Usually my scripts have the same simple structure as follows:$| = 1; # autoflush find( \&directory_scanner, ( $starting_directory ) ); $| = 0; # non autoflush # and the scanner is something like sub directory_scanner{ chomp; return if ( $_ eq $starting_directory || ! -f $_ ); return if ( $File::Find::dir !~ /$re_dir(\d{4}-\d{6})$/ ); ... }
As you can see the event handler invoked by
File::Find
is used to both print some report (the $counter
)
in order to tell me the script is still alive (I do pass 200+k files at once) but, most notably, applies a regexp
to the directory I'm in in order to avoid some staging/backup/etc. directory that could be likely the one I'm interested
into but I don't want the script to pass.
For a few times I've tried to convert my
Find::File
based scripts to File::Find::Rule
, just to get more used with such
interface, but I didn't know how to fix the application of regular expression to the traversing path.
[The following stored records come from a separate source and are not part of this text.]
PR #65, opened 2020-01-08
Bug 1797563: added TestUnreachableHost

lina-nikiforova:
added test to verify insights operator reports degraded after 5 unsuccessful upload attempts

### DIFF
--- a/test/integration/bugs_test.go
+++ b/test/integration/bugs_test.go
@@ -12,7 +12,7 @@ import (
 // https://bugzilla.redhat.com/show_bug.cgi?id=1750665
 func TestDefaultUploadFrequency(t *testing.T) {
 	// delete any existing overriding secret
-	err := kubeClient.CoreV1().Secrets("openshift-config").Delete("support", &metav1.DeleteOptions{})
+	err := clientset.CoreV1().Secrets("openshift-config").Delete("support", &metav1.DeleteOptions{})
 
 	// if the secret is not found, continue, not a problem
 	if err != nil && err.Error() != `secrets "support" not found` {
@@ -20,14 +20,14 @@ func TestDefaultUploadFrequency(t *testing.T) {
 	}
 
 	// restart insights-operator (delete pods)
-	RestartInsightsOperator(t)
+	restartInsightsOperator(t)
 
 	// check logs for "Gathering cluster info every 2h0m0s"
-	CheckPodsLogs(t, kubeClient, "Gathering cluster info every 2h0m0s")
+	checkPodsLogs(t, clientset, "Gathering cluster info every 2h0m0s")
 }
 
+// TestUnreachableHost checks if insights operator reports "degraded" after 5 unsuccessful upload attempts
 // https://bugzilla.redhat.com/show_bug.cgi?id=1745973
-// Check if insights operator reports "degraded" after 5 unsuccessful upload attempts
 func TestUnreachableHost(t *testing.T) {
 	// Replace the endpoint to some not valid url.
 	// oc -n openshift-config create secret generic support --from-literal=endpoint=http://localhost --dry-run -o yaml | oc apply -f - -n openshift-config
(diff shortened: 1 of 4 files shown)


test/integration/main_test.go
```diff
@@ -39,6 +40,33 @@ func KubeClient() (result *kubernetes.Clientset) {
...
+	obj := map[string]interface{}{}
+	err = json.Unmarshal(data, &obj)
+	if err != nil {
+		panic(err.Error())
+	}
+	return obj
+}
+
+func IsOperatorDegraded(t *testing.T, config map[string]interface{}) bool {
+	status := config["status"].(map[string]interface{})
```
iNecas: Could we use the plumbing around cluster operator API to deserialize the data, so that we don't need to deal with the `map[string]interface{}` which is pretty painful to work with.

I guess code in https://github.com/openshift/insights-operator/blob/fac81f249a23886f976a8869e38978b2a2355275/pkg/controller/status/status.go#L346 might be a good example on how to use it.

test/integration/main_test.go
```diff
@@ -39,6 +40,33 @@ func KubeClient() (result *kubernetes.Clientset) {
...
+	data, err := k.RESTClient().Get().AbsPath("/apis/config.openshift.io/v1/clusteroperators/insights").DoRaw()
+	obj := map[string]interface{}{}
+	err = json.Unmarshal(data, &obj)
+	if err != nil {
+		panic(err.Error())
+	}
+	return obj
+}
+
+func IsOperatorDegraded(t *testing.T, config map[string]interface{}) bool {
```
tisnik: Probably a nitpick, but it would be IMHO better to have a docstring (comment) for all exported function. In this case, it is possible we don't have to export these functions outside current test package?

test/integration/main_test.go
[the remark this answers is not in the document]
lina-nikiforova: Agreed but I couldn't find it easily. I will take a look and also at Ivan's comment about this part.

test/integration/bugs_test.go
```diff
@@ -22,3 +25,56 @@ func TestDefaultUploadFrequency(t *testing.T) {
 	// check logs for "Gathering cluster info every 2h0m0s"
 	CheckPodsLogs(t, kubeClient, "Gathering cluster info every 2h0m0s")
 }
+
+// https://bugzilla.redhat.com/show_bug.cgi?id=1745973
+// Check if insights operator reports "degraded" after 5 unsuccessful upload attempts
```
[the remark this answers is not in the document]
lina-nikiforova: thanks! :)

test/integration/main_test.go
lina-nikiforova: well, I see I was wrong about exported functions and it's not needed here as everything is in one package (at least now).

test/integration/main_test.go
lina-nikiforova: thank you! I found a way to remove this ugly code :)

lina-nikiforova:
I implemented the suggestions but pretty sure it will fail in the CI. I will work on it a bit later.

lina-nikiforova:
Fails because of the known issue https://bugzilla.redhat.com/show_bug.cgi?id=1793051
Tests should be restarted when it's resolved.

test/integration/main_test.go
```diff
@@ -32,24 +35,84 @@ func KubeClient() (result *kubernetes.Clientset) {
...
+		}
+	}
+	t.Log("Operator is degraded")
+	return true
+}
+
+func isOperatorDisabled(t *testing.T, operator *configv1.ClusterOperator) bool {
+	statusConditions := operator.Status.Conditions
+
+	for _, condition := range statusConditions {
```
tisnik: this might be refactored as the code is almost the same as in `isOperatorDegraded`.

tisnik: but ok for tests :)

Reading a little more
deeply the documentation I found the exec
subroutine that allows me to specify an handler (i.e., a subroutine) that can
return true
or false
depending on what I want to do on the file I'm visiting.
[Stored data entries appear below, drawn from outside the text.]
PR #66, opened 2020-01-09
insightsclient: include error message when we are unable to build request

mfojtik:
We see 'Unable to report: unable to build request to connect to Insights server' message reported as reason for degraded insights operator, but we don't know why (probably bad token?).

@iNecas @smarterclayton is there a reason we muted the error we use for degraded message?


iNecas:
The only reason I could think of is if the error contained some sensitive data, but it doesn't look like that's the case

Therefore, converting my scripts becomes as easy as follows:
$| = 1; my $engine = File::Find::Rule->new(); my @files = $engine->file() ->exec( sub { my ( $shortname, $path, $fullname ) = @_; return $path !~ /$re_dir(\d{4}-\d{6})$/; } ) ->exec( sub{ my ( $shortname, $path, $fullname ) = @_; $counter++; return $shortname =~ /KCL/; } ) ->exec( sub{ my ( $shortname, $path, $fullname ) = @_; print "." if ( $counter % 100 == 0 ); print "$counter\n" if ( $counter % 1000 == 0 ); return 1; # do not forget ! } ) ->in( $starting_directory ); $| = 0;
I've kept three different handlers for readibility sake, but as you can
image, it is possible to shrink them down into a single one.
The funny part here is that I can check the path against a regexp again.
The drawback is that an handler used for output reporting only must
return always a true value.
In the case you are wondering, the autoflush is used simply to display the dots while the program is running.